PR #2199, opened 2026-08-12
fix(auditor): attribute empty-EID inputs to their own token owner

### LINKED ISSUE #2198: Auditor books inputs with an unresolved enrollment ID against the first output's enrollment ID
## What happens

`requestWrapper.completeInputsWithEmptyEID` (`token/services/auditor/auditor.go`) fills every input whose enrollment ID could not be resolved with the *first output's* enrollment ID:

```go
// TODO: extract from the audit tokens
targetEID := record.Outputs.EnrollmentIDs()[0]
...
for i := range filter.Count() {
    item := filter.At(i)
    item.EnrollmentID = targetEID
```

In a payment the first output is the recipient, so the payer's spent input is booked as spent *by the counterparty*.

## Why it matters

A single transfer corrupts both parties' eid-keyed audit balances at once:

- the recipient is charged a spend it never made;
- the payer's spend is never recorded, so its balance reads higher than it is.

Nothing fails or warns — the audit record is written and looks well-formed. It affects `Movements`, per-enrollment-id balance queries, and every auditor limit check evaluated against those sums.

An input reaches this path with an empty enrollment ID whenever `extractTransferInputs` cannot resolve the transfer's sender locally, which is routine for a counterparty's identity.

Two smaller issues sit in the same function:

- `record.Outputs.EnrollmentIDs()[0]` panics with an index-out-of-range on a record that has no outputs.
- The resolved revocation handle is never filled in, so `RevocationHandler` stays empty on these inputs.

## Expected

Each input should be attributed to the enrollment ID of *its own* spent token's owner, resolved from the audit info the record carries (falling back to the locally stored one).

An owner that maps to no single enrollment ID — a composite owner such as a multisig — should leave its input unattributed, with an empty enrollment ID, rather than borrow one. Amount aggregations skip empty enrollment IDs, so such an input is counted for nobody; that case is routine rather than a failure, so it should not fail the audit record.

A token upgrade is the one case where the current guess is right and must be kept: `extractIssueInputs` fills only the token id, and the pre-upgrade owner resolves to nothing, but the upgrade re-issues the spent tokens to their owner. Such an input — one the request describes no sender for — should take the enrollment ID of what the request issues, when the request issues to exactly one party.

The `TODO` in that line suggests the current behaviour was always meant to be temporary, but I would like to confirm before proposing a change: is attributing to the first output's enrollment ID intentional for some driver, or is this the placeholder it looks like?

I have a fix ready and will open a PR referencing this issue.

EvanYan1024:
Fixes #2198

## What

- Attribute each input with an unresolved enrollment ID to its **own** spent token's owner, instead of to the first output's enrollment ID. The revocation handle is filled in from the same resolution.
- An owner that maps to no single enrollment ID — a composite owner such as a multisig — leaves its input **unattributed**, with an empty enrollment ID.
- A **token upgrade** is the exception: its issue metadata describes no sender for the inputs, and the pre-upgrade owner resolves to nothing here, so such an input takes the enrollment ID of the outputs issued by *its own action*, when every one of them resolves to the same party. The revocation handle comes from the same output.
- Add `WalletManager.GetEIDAndRH(ctx, identity, auditInfo)`, which resolves through the audit info attached to the input — the locally stored audit info of the spent token's owner where present (`Request.AuditRecord` fills it in), the request-carried one otherwise; when neither is available it returns empty values rather than an error.
- Run the gap filling in `Audit`, before the enrollment IDs are collected, so the locks cover the enrollment ID each input is finally booked under, and return a record cached by `Audit` from `Append` as it stands. `Append` still attributes the record when called without a preceding `Audit`.
- Guard the vault result the way `Request.AuditRecord` does — a length check plus a per-token nil check — since this code now runs on the audit approval path.

## Why

In a payment the first output is the recipient, so the old `targetEID := record.Outputs.EnrollmentIDs()[0]` recorded the payer's spend against the counterparty: the recipient is charged a spend it never made, and the payer's spend is never booked. Neither side errors or warns. The `TODO` above that line marked it as a placeholder.

Leaving an unattributable input empty rather than guessing is the point of the change: `EnrollmentIDs()` skips empty enrollment IDs, so such an input is counted for nobody, which is the honest outcome when the owner genuinely maps to no single enrollment ID. A multisig input is exactly that — several members, no single one to charge — so it is a normal state to represent, not a failure to raise.

The upgrade case is the one where the same guess was right, and dropping it showed up as a red `TokensUpgrade` integration test (alice's holding 220 instead of 110). `extractIssueInputs` fills only the token id, and the pre-upgrade owner predates the current driver, so nothing in the record resolves it. But an upgrade re-issues the spent tokens to their owner under a fresh identity, so what the request issues to *is* the input's enrollment ID — leaving it empty credits the upgraded amount without ever debiting it. The fallback is confined to inputs the request describes no sender for, and scoped to the outputs of the input's own action: a second issue action neither suppresses the attribution nor lends its enrollment ID to it. Every issued output of that action must resolve to the same party — one resolving to none cannot be shown to belong to the others — and the handle is kept only while it stays paired with that enrollment ID.

The lifecycle matters as much as the attribution. `Audit` collects the enrollment IDs it locks from the record and `Append` writes that record, so filling the gaps only in `Append` would leave the final record booked against a payer that was never locked — an exact spend has no change output, so the payer's enrollment ID appears nowhere in what `Audit` saw.

The same reasoning applies in reverse to the cached record: re-running the gap filling in `Append` could attribute an input that `Audit` deliberately left empty, storing it under an enrollment ID that was never locked. `Append` therefore returns the cached record as it stands. Together these keep the locked set and the stored record in agreement, and remove the second vault read for records carrying an unattributed input.

Resolving from the input's own owner also drops the `record.Outputs.EnrollmentIDs()[0]` index-out-of-range on a record with no outputs.

## Testing

- `token/services/auditor/auditor_internal_test.go`: attribution from the token owner; record-carried audit info preferred over a local lookup (asserting no local lookup happens); a composite owner and a missing-audit-info owner both staying unattributed without an error, with the remaining fields still filled from the spent token; a genuine resolution error still propagating; a short vault answer and a nil vault token each erroring instead of panicking.
- The upgrade fallback: an input with no sender and an unresolvable owner takes the issued enrollment ID and revocation handle; a transfer input whose owner maps to nothing keeps none even when the same request issues tokens; issuing to two parties, or to one party plus an output resolving to none, leaves the input unattributed; two handles under one enrollment ID keep the ID and drop the handle; a two-action record attributes each input from its own action.
- `TestRequestWrapper_AuditRecord_UpgradeInputAttributedToReceiver` runs an upgrade-shaped request through the real `Request.AuditRecord` pipeline rather than a hand-written record, so what `extractIssueInputs` and `extractIssueOutputs` actually produce — the input arriving without an owner, the issued output carrying issuer, owner and enrollment ID under the same action index — is exercised instead of assumed. It also asserts the record's inputs and outputs sum equal, which is the holding that went to 220 in `update-t1`.
- `TestRequestWrapper_AuditRecord_CachedKeepsUnattributedInput`: a record cached by `Audit` with an unattributed input is returned untouched even though the wallet service would now resolve it, with no further vault or identity lookup.
- `TestService_Audit_AttributesAndLocksEmptyEIDInput` pins the lifecycle over an exact spend whose sender does not resolve locally: `Audit` returns the resolved payer enrollment ID and revocation handle, the acquired locks contain that payer and no empty ID, and `Append` reuses the record without a second vault read or identity lookup. Moving the gap filling back after lock acquisition fails this test.
- Verified locally on both modules: `gofmt`, `go build`, `go vet`, `go test -race`, and golangci-lint v2.12.2 with the repo config.

## Docs

`docs/services/auditor.md` gains an "Input Attribution" section: the per-input resolution order, the upgrade fallback, what happens to an owner with no single enrollment ID, and where in the `Audit`/`Append` lifecycle it runs relative to the EID locking documented just below it.

## Review rounds

- An action spending tokens of multiple enrollment IDs, a composite owner spanning enrollment IDs, and issued outputs that only partly resolve now fail the audit with errors naming the cause; representing multi-sender actions is #2242.
- The identity layer marks its decoding failures with `identity.ErrUnresolvableIdentity`, keeping the cause in the chain; the gap filling treats only that class as unresolvable, while storage failures and context cancellation fail the audit.
- `Audit` and `Append` rebind the request to the provider-resolved TMS before the record is computed, so the request cannot influence which TMS attributes the record.
- `docs/services/auditor.md` gained an Input Attribution section describing the behavior, including the audit-info preference order (the local store wins; flipping it is #2251).
- Follow-ups: #2249 (action-scoped output filter), #2250 (cache entry lifetime), #2251 (preference order).

### DIFF
--- a/token/services/auditor/auditor.go
+++ b/token/services/auditor/auditor.go
@@ -14,6 +14,7 @@ import (
 
 	"github.com/LFDT-Panurus/panurus/token"
 	"github.com/LFDT-Panurus/panurus/token/core/common/metrics"
+	"github.com/LFDT-Panurus/panurus/token/services/identity"
 	"github.com/LFDT-Panurus/panurus/token/services/logging"
 	"github.com/LFDT-Panurus/panurus/token/services/network"
 	"github.com/LFDT-Panurus/panurus/token/services/network/driver"
@@ -159,7 +160,13 @@ func (a *Service) Audit(ctx context.Context, tx Transaction) (*token.InputStream
 	start := time.Now()
 	logger.DebugfContext(ctx, "audit transaction [%s]....", tx.ID())
 	request := tx.Request()
-	record, err := request.AuditRecord(ctx)
+	tms, err := a.bindProviderTMS(request)
+	if err != nil {
+		return nil, nil, err
+	}
+	// the record is completed before the enrollment IDs are collected, so that
+	// the locks cover the enrollment ID every input is finally booked under
+	record, err := newRequestWrapper(request, tms).AuditRecord(ctx)
 	if err != nil {
 		return nil, nil, errors.WithMessagef(err, "failed getting transaction audit record")
 	}
@@ -217,7 +224,7 @@ func (a *Service) Append(ctx context.Context, tx Transaction) error {
 	defer func() { a.metrics.AppendDuration.Observe(time.Since(start).Seconds()) }()
 	defer a.Release(ctx, tx)
 
-	tms, err := a.tmsProvider.TokenManagementService(token.WithTMSID(a.tmsID))
+	tms, err := a.bindProviderTMS(tx.Request())
 	if err != nil {
 		return err
 	}
@@ -252,6 +259,22 @@ func (a *Service) Append(ctx context.Context, tx Transaction) error {
 	logger.DebugfContext(ctx, "append done for request [%s]", tx.ID())
 
 	return nil
+}
+
+// bindProviderTMS resolves the TMS for the service's TMS ID through the
+// provider and rebinds the request to it. The record computation runs through
+// request.TokenService, so this is what keeps the request from influencing
+// which TMS computes and attributes the record.
+func (a *Service) bindProviderTMS(request *token.Request) (dep.TokenManagementServiceWithExtensions, error) {
+	tms, err := a.tmsProvider.TokenManagementService(token.WithTMSID(a.tmsID))
+	if err != nil {
+		return nil, err
+	}
+	if err := tms.SetTokenManagementService(request); err != nil {
+		return nil, err
+	}
+
+	return tms, nil
 }
 
 // Release releases the lock acquired of the passed transaction and drops the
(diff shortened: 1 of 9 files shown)


AkramBitar (commented):
@EvanYan1024 

Thanks a lot for all the efforts that you put on that PR. 

I did additional review on what we have. 

Regarding your question: "That leaves a real question: reject such an action earlier with a clear error, or teach the store to represent a multi-sender action. I would rather not settle it inside this PR — happy to open a separate issue unless you prefer it handled here." 

I preferer to handle it in different issue, however I leave this to you. 

Thanks a million, 
Akram

**Optional / follow-up:**

- `token/services/storage/ttxdb/store.go:376` — happy to defer the multi-owner case as agreed. Two small asks: open the follow-up issue as part of this PR, and reject at `Audit` time with a message that names the multi-owner cause. Today it surfaces as `expected at most 1 input enrollment id` from `Append`, which is easy to misdiagnose. *Optional for this PR.*
- **Documented preference order is inverted.** `docs/services/auditor.md:62` and `WalletManager.GetEIDAndRH`'s godoc (`token/wallet.go:169`) both say the record-carried audit info is preferred over the locally stored one, but `Request.AuditRecord` has already overwritten `in.OwnerAuditInfo` with the local lookup of `toks[i].Owner` before `completeInputsWithEmptyEID` runs — so in practice the local one wins wherever it exists. `TestRequestWrapper_CompleteInputsWithEmptyEID_UsesRecordAuditInfo` hand-builds the record, so it doesn't catch this. *Optional.*
- `auditor.go:437` re-reads audit tokens that `Request.AuditRecord` already fetched, only to add `Owner`. Having `AuditRecord` set `in.Owner = toks[i].Owner` would remove a vault query per unattributed input. *Optional, nit.*

token/services/auditor/auditor.go
```diff
@@ -415,36 +420,102 @@ func (r *requestWrapper) AuditRecord(ctx context.Context) (*token.AuditRecord, e
...
 }
 
+// issuedToEIDAndRH returns the enrollment ID and revocation handle the given issue
+// action issues to, and empty values when it does not issue to exactly one party.
+// An issued output carries both an issuer and an owner; a redeem output carries an
+// issuer but no owner. Every issued output of the action must resolve to the same
+// enrollment ID: one resolving to none cannot be shown to belong to the same party
+// as the others. The handle is kept only while it stays paired with that ID.
+func issuedToEIDAndRH(outputs *token.OutputStream, actionIndex int) (string, string) {
+	issued := outputs.Filter(func(o *token.Output) bool {
```
AkramBitar, line 565: **Should fix before merge.** `extractIssueOutputs` emits one output per recipient of a composite owner, each with its own enrollment ID. Upgrading a token owned by a multisig therefore yields several issued outputs with differing EIDs, `issuedToEIDAndRH` returns empty, and the input stays unattributed — the upgraded amount is credited to the members but never debited, which is the same credit-without-debit this PR set out to fix.

Deduplicating by output `Index` before comparing EIDs (as `UniquePerOutput` does elsewhere) would cover it. Could we also add a test for the composite-owner upgrade case? I don't see one.

token/services/auditor/auditor.go
```diff
@@ -415,36 +420,102 @@ func (r *requestWrapper) AuditRecord(ctx context.Context) (*token.AuditRecord, e
...
 		item.Type = tokens[i].Type
 		q, err := token2.ToQuantity(tokens[i].Quantity, precision)
 		if err != nil {
 			return errors.WithMessagef(err, "failed converting token quantity [%s]", tokens[i].Quantity)
 		}
 		item.Quantity = q
+
+		eID, rID, err := wm.GetEIDAndRH(ctx, item.Owner, item.OwnerAuditInfo)
+		if err != nil {
+			return errors.WithMessagef(err, "failed resolving enrollment id for input [%v]", item.Id)
```
AkramBitar: **Should fix before merge.** The design here is "unresolvable owner ⇒ leave unattributed", but the identity layer signals unresolvable by returning an *error* in several cases — `UnmarshalTypedIdentity` failure, `no deserializer found for [type]`, audit-info deserialization failure.

A pre-upgrade owner from an older driver is exactly such an identity: `GetEIDAndRH` errors and we return here, before reaching `if eID == "" && upgraded`. The whole audit then fails and the upgrade can never be approved, where an empty result would have been handled cleanly. Suggest treating "cannot resolve" errors as an empty EID on the fallback/unattributed paths.

token/services/auditor/auditor.go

_YOUR TASK_:
All lines of the entries containing the string "WithTMSID" must be shown in full.

_EXERCISE RESULT_:
-	tms, err := a.tmsProvider.TokenManagementService(token.WithTMSID(a.tmsID))
+	tms, err := a.tmsProvider.TokenManagementService(token.WithTMSID(a.tmsID))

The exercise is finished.